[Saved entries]
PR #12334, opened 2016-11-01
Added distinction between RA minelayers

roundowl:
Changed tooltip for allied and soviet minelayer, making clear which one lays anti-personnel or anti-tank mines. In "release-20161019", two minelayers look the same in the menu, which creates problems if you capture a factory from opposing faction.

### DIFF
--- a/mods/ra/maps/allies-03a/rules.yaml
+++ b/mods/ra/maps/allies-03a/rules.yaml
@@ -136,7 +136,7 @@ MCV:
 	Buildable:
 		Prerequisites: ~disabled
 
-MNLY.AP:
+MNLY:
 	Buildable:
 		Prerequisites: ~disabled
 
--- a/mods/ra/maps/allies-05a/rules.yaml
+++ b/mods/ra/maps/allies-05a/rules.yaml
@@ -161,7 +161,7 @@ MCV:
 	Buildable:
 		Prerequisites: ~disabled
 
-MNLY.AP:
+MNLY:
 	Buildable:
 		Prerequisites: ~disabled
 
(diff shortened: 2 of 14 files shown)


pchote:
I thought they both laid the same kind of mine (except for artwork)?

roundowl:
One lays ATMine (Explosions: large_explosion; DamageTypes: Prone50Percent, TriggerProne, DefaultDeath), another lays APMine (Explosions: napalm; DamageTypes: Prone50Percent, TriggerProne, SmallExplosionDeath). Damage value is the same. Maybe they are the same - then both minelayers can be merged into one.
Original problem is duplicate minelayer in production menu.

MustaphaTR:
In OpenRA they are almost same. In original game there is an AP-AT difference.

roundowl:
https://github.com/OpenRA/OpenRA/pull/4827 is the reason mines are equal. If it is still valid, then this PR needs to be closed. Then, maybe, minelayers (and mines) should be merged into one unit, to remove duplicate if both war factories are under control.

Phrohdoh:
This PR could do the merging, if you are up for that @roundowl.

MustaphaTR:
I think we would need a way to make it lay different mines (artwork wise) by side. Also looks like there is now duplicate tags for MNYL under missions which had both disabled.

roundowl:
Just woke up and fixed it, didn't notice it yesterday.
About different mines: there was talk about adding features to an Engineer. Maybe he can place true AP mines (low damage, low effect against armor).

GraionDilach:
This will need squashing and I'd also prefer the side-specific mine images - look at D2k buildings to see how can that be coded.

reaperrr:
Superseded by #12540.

## INSTRUCTIONS FOR THE TASK
Lines in the data containing the string "rules" are to be counted; give that number alone.

## REPLY TO THE EXERCISE
4